Natasha under sail. When the engine overheated, Bert and Carey opted to sail to their rendezvous, enjoy their evening, and work on the problem while at anchor the next day.
Carefully, I pressurized the raw-water intake hose leading into the leg. Nothing happened other than to pressurize the hoses, no sound of bubbles under the hull. Careful pressure eventually progressed to stomping on the pump. Suddenly, the pump went slack, and I could hear air bubbles escaping under the hull. Success!
I quickly shut the seacock at the leg before seawater flooded up into the foot pump. I separated the two hoses and reconnected the raw-water hose to the raw-water strainer. When I opened the seacock, the bowl quickly filled with water, and a start of the engine revealed excellent water flow. I never did see what had plugged the intakes, but we were back in business.
These sorts of problems always seem to happen at inopportune times, but next time, I’ll be ready. I now carry a nylon adaptor to connect the raw-water intake hose to the dinghy air pump hose, as well as two properly sized hose clamps (no more reaching for the Rescue Tape). This setup should also work well for a standard engine through-hull intake hose—no need to get wet as water pours into the boat.
Also, at next haulout, I’m going to install a second raw-water through-hull near the engine with a proper seacock, then T the new hose into the strainer hose. Should this problem crop up again, particularly around marinas and other tight places, I can simply open the seacock on the backup intake to keep the engine happy until I can sort out the blockage.
I have also installed an Aqualarm Cooling Water Flow Detector with alarm indicator on the engine control panel.
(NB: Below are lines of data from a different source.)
PR #2317, opened 2024-04-09
Add context for array operation

eneufeld:
Currently it is very hard to figure out in the middleware what array operation happend to lead to the current array state. There are cases were this information is valuable. To support this all update actions can now have a 'context'. Here we added a specific 'UpdateArrayContext'.

### DIFF
--- a/packages/core/src/actions/actions.ts
+++ b/packages/core/src/actions/actions.ts
@@ -56,6 +56,57 @@ export const UPDATE_I18N = 'jsonforms/UPDATE_I18N' as const;
 export const ADD_DEFAULT_DATA = 'jsonforms/ADD_DEFAULT_DATA' as const;
 export const REMOVE_DEFAULT_DATA = 'jsonforms/REMOVE_DEFAULT_DATA' as const;
 
+export type UpdateArrayContext =
+  | { type: 'ADD'; values: any[] }
+  | { type: 'REMOVE'; indices: number[] }
+  | { type: 'MOVE'; moves: { from: number; to: number }[] };
+
+export const isUpdateArrayContext = (
+  context: object
+): context is UpdateArrayContext => {
+  if (!('type' in context)) {
+    return false;
+  }
+  if (typeof context.type !== 'string') {
+    return false;
+  }
+  switch (context.type) {
+    case 'ADD': {
+      return (
+        'values' in context &&
+        Array.isArray(context.values) &&
+        context.values.length > 0
+      );
+    }
+    case 'REMOVE': {
+      return (
+        'indices' in context &&
+        Array.isArray(context.indices) &&
+        context.indices.length > 0 &&
+        context.indices.every((i) => typeof i === 'number')
+      );
+    }
+    case 'MOVE': {
+      return (
+        'moves' in context &&
+        Array.isArray(context.moves) &&
+        context.moves.length > 0 &&
+        context.moves.every(
+          (m) =>
+            typeof m === 'object' &&
+            m !== null &&
+            'from' in m &&
+            'to' in m &&
+            typeof m.from === 'number' &&
+            typeof m.to === 'number'
+        )
+      );
+    }
+    default:
+      return false;
+  }
+};
+
 export type CoreActions =
   | InitAction
   | UpdateCoreAction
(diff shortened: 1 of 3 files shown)


packages/core/src/actions/actions.ts
```diff
@@ -56,6 +56,66 @@ export const UPDATE_I18N = 'jsonforms/UPDATE_I18N' as const;
 export const ADD_DEFAULT_DATA = 'jsonforms/ADD_DEFAULT_DATA' as const;
 export const REMOVE_DEFAULT_DATA = 'jsonforms/REMOVE_DEFAULT_DATA' as const;
 
+export type UpdateArrayContext =
+  | { type: 'ADD'; values: any[] }
```
sdirix, line 60: Instead of only specifying the values, can we also specify the array index at which they will be added? We already have consumers who customized their array add operations to for example add them at the beginning of the array. That way we could cover them too.

The remove and move information is sufficient :+1:

packages/core/src/actions/actions.ts
```diff
@@ -56,6 +56,66 @@ export const UPDATE_I18N = 'jsonforms/UPDATE_I18N' as const;
...
+  | { type: 'REMOVE'; indeces: number[] }
```
sdirix, line 61: Should be `indexes` or `indices`

packages/core/src/actions/actions.ts
```diff
@@ -56,6 +56,66 @@ export const UPDATE_I18N = 'jsonforms/UPDATE_I18N' as const;
...
+    case 'REMOVE': {
+      if (
+        'indeces' in context &&
+        Array.isArray(context.indeces) &&
+        context.indeces.length > 0 &&
+        context.indeces.every((i) => typeof i === 'number')
+      ) {
+        return true;
+      }
+      return false;
```
sdirix, line 94: We could just return the if-condition instead of returning true and false explicitly ;)

sdirix (changes requested):
Looks good and thanks for adding the tests. Please have a look at my comments.

packages/core/src/actions/actions.ts
eneufeld: I don't think we can, as we don't have that information in the dispatch method. See: https://github.com/eclipsesource/jsonforms/pull/2317/files#diff-a1bd17d367230eda9ec6010e4de56595495fd67e51d4faa5650ec2d800b9e702R836

Am I missing something?

sdirix: Ah yes, you are right, I missed that!

packages/core/src/actions/actions.ts
```diff
@@ -56,6 +56,60 @@ export const UPDATE_I18N = 'jsonforms/UPDATE_I18N' as const;
...
+  }
+  switch (context.type) {
+    case 'ADD': {
+      if (
+        'values' in context &&
+        Array.isArray(context.values) &&
+        context.values.length > 0
+      ) {
+        const firstValueType = typeof context.values[0];
+        return context.values.every((v) => typeof v === firstValueType);
```
sdirix, line 81: I think this check is not necessary. JSON Schema supports different types in arrays.

packages/core/src/actions/actions.ts
```diff
@@ -56,6 +56,60 @@ export const UPDATE_I18N = 'jsonforms/UPDATE_I18N' as const;
...
+    }
+    case 'MOVE': {
+      return (
+        'moves' in context &&
+        Array.isArray(context.moves) &&
+        context.moves.length > 0 &&
+        context.moves.every(
+          (m) =>
+            typeof m === 'object' &&
+            'from' in m &&
```
sdirix, line 101: This will crash in case `m` is `null`. We should add a `!!m` check too.

packages/core/src/actions/actions.ts
eneufeld: but we don't support this in jsonforms, so all newly added values must be of the same type
I'm fine removing this check

packages/core/src/actions/actions.ts
eneufeld: I will add a test case and adapt the code if necessary

packages/core/src/actions/actions.ts
sdirix: We don't support it in JSON Forms in our current renderers but there is no restriction for that in JSON Schema and custom/future renderers might support that.

sdirix (approved):
Works for me!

This alarm will sound long before a blocked water intake becomes an issue at the engine, giving me ample opportunity to shut down before overheating. The diesel is too valuable—both as a reliable friend as well as a financial expense—to not catch such a failure in time.
Bert Vermeer and his wife, Carey, have been sailing the coast of British Columbia for more than 30 years. Natasha is their fourth boat (following a Balboa 20, an O’Day 25, and another Islander Bahama 30). Bert tends to rebuild his boats from the keel up. A retired police officer, he also maintains and repairs boats for several non-resident owners.